The `eval_overcooked.sh` script calls `eval_overcooked.py` with these key parameters:

#### Model Configuration:
- **`--agents`**: Number of agents to evaluate (default: 36)
- **`--hists`**: Number of history contexts (default: 140)
- **`--samples`**: Number of query samples (default: 70)
- **`--H`**: Context horizon length (default: 200)
- **`--epoch`**: Which training epoch to evaluate (default: 20)
- **`--model_subdir`**: Directory containing the trained model

#### Evaluation Settings:
- **`--hor`**: Episode horizon for evaluation (default: 200)
- **`--n_eval`**: Number of evaluation runs (default: 1)
- **`--batch_size`**: Evaluation batch size (default: 100)
- **`--use_step_masking`**: Use the same masking as during training
- **`--mask_steps_per_episode`**: Steps to mask per episode (default: 70)

#### Model Architecture (must match training):
- **`--layer`**: Number of transformer layers (default: 4)
- **`--head`**: Number of attention heads (default: 2)
- **`--embd`**: Embedding dimension (default: 128)
- **`--dropout`**: Dropout rate (default: 0.3)
- **`--transformer`**: Transformer model type (default: "gpt2")
- **`--num_query`**: Number of query states (default: 6)

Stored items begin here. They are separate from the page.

PR #2290, opened 2026-08-16
Fix tmux split orientation commands

davitenio:
Tmux uses the -h flag for a left/right split, which applications such as VS Code and Obsidian call a vertical split. That meant issuing the voice commands "split horizontal" and "split vertical" would create the opposite of what a user coming from those other apps would expect. This commit aligns the tmux split voice commands with the orientation conventions used by these other applications: "split horizontal" will create a horizontal split (one pane on top of the other) and "split vertical" will create a vertical split (one pane to the left of the other).

### DIFF
--- a/BREAKING_CHANGES.txt
+++ b/BREAKING_CHANGES.txt
@@ -7,7 +7,7 @@ and when the change was applied given the delay between changes being
 submitted and the time they were reviewed and merged.
 
 ---
-* 2026-08-10 Change tmux split commands to match the orientation conventions we use for other applications such as VS Code and Obsidian.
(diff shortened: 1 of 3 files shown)


BREAKING_CHANGES.txt
```diff
@@ -7,6 +7,7 @@ and when the change was applied given the delay between changes being
 submitted and the time they were reviewed and merged.
 
 ---
+* 2026-08-10 Change tmux split commands to match the orientation conventions we use for other applications such as VS Code and Obsidian.
```
AndreasArvidsson:
```suggestion
* 2026-08-10 Change tmux split commands to match the orientation conventions we use for other applications such as VS Code and Obsidian. (PR #2290)
```

AndreasArvidsson (approved):

PR #2293, opened 2026-08-22
Fix tmux shell commands being unavailable outside a running tmux session

davitenio:
Move tmux shell commands into tags/terminal/unix_utilities.talon so they are available outside running tmux sessions and can be imported using the user.unix_utilities tag. Keep tmux keybinding commands in the file specific to running tmux sessions.


nriley (changes requested):
Please move the contents of `tmux_shell_commands.talon` into `tags/terminal/unix_utilities.talon`. Thanks!

nriley (approved):
Apologies, you did what I asked but I did not write what was in my head, which was to add the commands to the .talon-list file! I made the changes myself.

### Global Variables to Modify

Before running evaluation, you need to modify several global variables in `eval_overcooked.py`:

#### Path Configuration:
```python
STORAGE_PREFIX = 'prefix_to_where_collect_data_py_is_stored' 
```

#### Evaluation Parameters:
```python
CTX_ROLLOUTS = 5        # Number of context rollouts
SEED_TYPE = "test"      # Type of seeds to evaluate: "train", "test", or "mep"
EPISODE_LENGTH = 200    # Length of evaluation episodes
HEPS = 50               # Number of episodes to run
GROUP_PREFIX = ""       # WandB group prefix
SKILL_LEVEL = "final"   # Skill level: "mid" or "final"
```

#### Model Paths:
```python
# Paths to biased agent models (must match training configuration)
model_path0 = f"/path/to/hsp{model_seed}_{SKILL_LEVEL}_w0_actor.pt"
model_path1 = f"/path/to/hsp{model_seed}_{SKILL_LEVEL}_w1_actor.pt"
```

#### Seed Configuration:
You can modify the `seed_range` for different layouts to test on different sets of agents:

```python
if layout_name == "random1":
    if SEED_TYPE == "train":
        seed_range = [1, 3, 5, 9, 11, 13, 15, 16, 17, 19]
    elif SEED_TYPE == "test":
        seed_range = [2, 8, 12, 15, 16, 17, 20, 27, 31, 50]
```

### Evaluation Process

The evaluation process includes:

1. **Model Loading**: Load the trained CooT model
2. **Environment Setup**: Create Overcooked environment with specified layout
3. **Best Response Calculation**: Compute optimal performance baseline
4. **Online Evaluation**: Test model adaptation over multiple episodes
5. **Performance Metrics**: Calculate cumulative rewards and adaptation curves
6. **Visualization**: Generate performance plots and save results

### Output and Results

The evaluation generates:

- **Performance metrics**: Average rewards and adaptation curves
- **Visualization plots**: Performance over episodes 
- **WandB logging**: If enabled, logs results to Weights & Biases
- **Console output**: Detailed performance statistics for each seed

### Important Notes

1. **Model Compatibility**: Ensure evaluation parameters match training parameters exactly
2. **Path Verification**: Verify all model and data paths exist before running
3. **Resource Requirements**: Evaluation can be computationally intensive; adjust batch sizes as needed
4. **Seed Selection**: Choose appropriate seed ranges based on your evaluation goals
5. **Performance Baseline**: The evaluation compares against best response agents to measure adaptation quality

## Complete Pipeline Summary

The complete CooT training and evaluation pipeline:

1. **Generate Rollouts** → Create trajectory data with biased agents
2. **Collect Data** → Process rollouts into training datasets  
3. **Train Model** → Train CooT transformer model
4. **Evaluate Model** → Test model performance and adaptation

Each step builds upon the previous one, creating a comprehensive system for training contextual out-of-task agents in the Overcooked environment.